Chapter 42
We join Mildred this time. She’s being dropped off by the police at her house and a black sedan with a pair of FBI agents is watching her. She begins musing how everything has gone wrong but she managed to recover at the last moment. She thinks everything is okay and pours herself a gin and tonic with only a splash of tonic. Because she’s a drunk you see.
Then someone speaks from the shadows and startles her. Mildred asks who it is and he says it’s her old friend who helped her kill Martin. Mildred says she didn’t kill her husband and he retorts that, no, but the methanol she gave him did and she made the call to Bruno like he asked.
He moved forward some more. “I let you get your revenge on John Bruno and become rich with life insurance in the bargain, and found a way for you to put your poor, sick husband out of his misery. And all I asked was for you to play by the rules. That was all I demanded and you’ve disappointed me.”
Mildred says she doesn’t know what he’s talking about and he starts going on about his rules. This is great, Baldacci, neither the character nor the audience has any idea what the villain is talking about. I hope you flesh this out in a few seconds before an old woman is brutally murdered.
Nameless begins asking Mildred why she slipped him the methanol into Martin’s scotch. She says that she just wanted it to seem like she was slipping him scotch as always. Which makes no sense because no one knew that she was giving him scotch until King asked her about it. He asks why she kept the bottle and she says she was afraid that her neighbors would go through the trash and they can find traces on glass even after it’s washed. Then she tells him about the fake maid she concocted on the way to the police station.
Then he asks her how she said she paid this Borden. Mildred says she was vague and they didn’t press the point. He says they, the FBI, will be investigating her banks records, find no evidence of payments and ask her neighbors about her. Then her lie will be found out and he can’t have that. So he stuffs a wad of cloth in her mouth then duct tapes over and throws her in the bath. Then he pours in a bottle of scotch and shoves a wad of money from her purse into her mouth after she’s dead.
He thought he could leave her alive but that proved to be a complication. He knows they’ll figure the same person killed Loretta as Mildred but that it will hinder the authorities more than help them. Which further confuses me as to why he didn’t just kill her then and be done with it. Or why he bothered when she didn’t know who he was in the first place. He then leaves in his old Buick.
Chapter 43
Kicking off this gem of a chapter is a description of the airplane that King and Joan are flying in. It’s has mahogany paneling, leather seats, a TV and enough options to appear in a music video. This is wonderful detail that needs to be covered or I would have gathered a posse to try and stone Baldacci.
Joan comes walking down the aisle, gets told to sit down and stares at the flight attendant until he gives up. Then she tries to wake King up and he doesn’t until she sits on him and starts shaking him. He slowly comes to and she asks him if he remembers Mildred saying she spoke to Bruno when he called to announce his run for the presidency.

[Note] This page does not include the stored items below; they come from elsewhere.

PR #4836, opened 2025-12-12
perf: reduce `out_eia923__monthly_generation_by_generator_energy_source_code` memory usage 38GB -> 22 GB

jdangerx:
# Overview

This asset was blowing up my local ETL runs by using 38GB of memory.

## What did you change?

* set `pd.options.mode.copy_on_write` which drastically reduces the amount of array copies that happen
* fix some parts of our energy source code munging where the energy source code ordering was not stable
* cleaned up a little bit of the "find the right MSN/MSB codes" logic

Looked at changing more, but chose not to:
* moving away from string manipulation as intermediate representation for the MSW -> MSN/MSB expansion - that just seems like a lot of extra logic for... no gain
* moving into duckdb for more out-of-memory processing - 22GB is small enough for this bad boy to run on our dev machines for now and we're out of time for further memory optimizations

## Documentation

I don't think there's anything a user would care about that I changed.

# Testing

Materialized with `memory_profile.py` and compared against nightly to make sure the output data was exactly the same.

## To-do list

### DIFF
--- a/src/pudl/analysis/allocate_gen_fuel.py
+++ b/src/pudl/analysis/allocate_gen_fuel.py
@@ -1664,7 +1664,9 @@ def adjust_msw_energy_source_codes(
         bf_by_gens.energy_source_code.unique()
     )
     # NOTE 2025-12-11: we sort this reverse-ly to match the indeterminate order that happens to be in nightly builds right now
-    msw_codes_used = sorted({"MSN", "MSB", "MSW"}.intersection(codes_used), reverse=True)
+    msw_codes_used = sorted(
+        {"MSN", "MSB", "MSW"}.intersection(codes_used), reverse=True
+    )
     # join these codes into a string that will be used to replace the MSW code
     replacement_codes = ",".join(msw_codes_used)
 


src/pudl/analysis/allocate_gen_fuel.py
```diff
@@ -247,6 +247,7 @@ def gen_fuel_by_gen_esc(
         gens: pd.DataFrame,
     ) -> pd.DataFrame:
         """Allocate net gen from gen_fuel to generator/energy_source_code level."""
+        pd.options.mode.copy_on_write = True
```
jdangerx, line 250: I put this in the asset level so it wouldn't mess with e.g. unit tests.

src/pudl/analysis/allocate_gen_fuel.py
```diff
@@ -1659,19 +1660,11 @@ def adjust_msw_energy_source_codes(
...
-        bf_by_gens.loc[
-            bf_by_gens["energy_source_code"].isin(["MSW", "MSB", "MSN"]),
-            "energy_source_code",
-        ].unique()
+    codes_used = set(gf.energy_source_code.unique()) | set(
+        bf_by_gens.energy_source_code.unique()
     )
-    msw_codes_used = list(msw_codes_in_gf | msw_codes_in_bf)
+    # NOTE 2025-12-11: we sort this reverse-ly to match the indeterminate order that happens to be in nightly builds right now
+    msw_codes_used = sorted({"MSN", "MSB", "MSW"} & codes_used, reverse=True)
```
jdangerx: This could probably be even shorter but seems clear enough.

cmgosnell: nit non-blocking preference for `intersection` instead of `&` bc it feels more explicit
```suggestion
    msw_codes_used = sorted({"MSN", "MSB", "MSW"}.intersection(codes_used), reverse=True)
```

cmgosnell (approved):
i haven't tried to run this locally but assuming you have materialized this asset and checked it against its nightly build counterpart, it looks like a straightforward change. I made a non-blocking suggestion just for clarity

PR #4839, opened 2025-12-13
Remove illegal ref label

zaneselvans:
# Overview

Removes the `build_ref` label from our Google Batch VM, since `$BUILD_REF` contains prohibited characters, which prevented the release build from kicking off.

Part of #4837

### DIFF
--- a/CITATION.cff
+++ b/CITATION.cff
@@ -23,6 +23,6 @@ authors:
     orcid: https://orcid.org/0009-0009-9063-080X
 
 title: "The Public Utility Data Liberation (PUDL) Project"
-version: 2025.12.0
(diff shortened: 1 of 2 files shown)


devtools/generate_batch_config.py
```diff
@@ -72,7 +72,6 @@ def to_config(
         "logsPolicy": {"destination": "CLOUD_LOGGING"},
         "labels": {
             "component": "build",
-            "build_ref": env_dict.get("BUILD_REF", None),
```
pudlbot, line 75: It turns out labels cannot contain periods (`.`) and so our versions are not valid lables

Because he hasn’t started suffering from Alzheimer’s, King says he does. She says that the woman has the voice of a foghorn—a detail that Baldacci failed to tell us when they met—and how hard that would be to impersonate. They figure she must have called to lure Bruno in and the FBI is investigating the caregiver but they figure she couldn’t have paid for one.
They talk about how they would be record of a caregiver getting paid through Medicare or via her bank if it was out of pocket. Then they land and Joan gets a brief call which is the FBI telling her that they found no indication in Mildred’s bank account.
There is nothing like the author repeating themselves. Look, Baldacci, we already learned all about Mildred lying about the servant. I remember the last chapter, do you? Because of that, we don’t need to see the protagonist speculate about things we’ve learned. ‘You lied about the servant Mildred, die!’ Many pages later. ‘It looks like Mildred was lying about the servant!’ This whole chapter could have been removed and the book would have suffered no negative impact.
Joan has to go over all the FBI’s findings with King because there’s nothing Baldacci like doing more than killing my brain cells. They also mention that Mildred had a half million dollar life insurance policy on Martin. This didn’t concern the FBI at first as Martin had it for years and he was going to die anyway. King says he can’t believe Mildred would kill him as she seemed so devoted. Joan says that, for all his intelligence and skills, King knows little about women.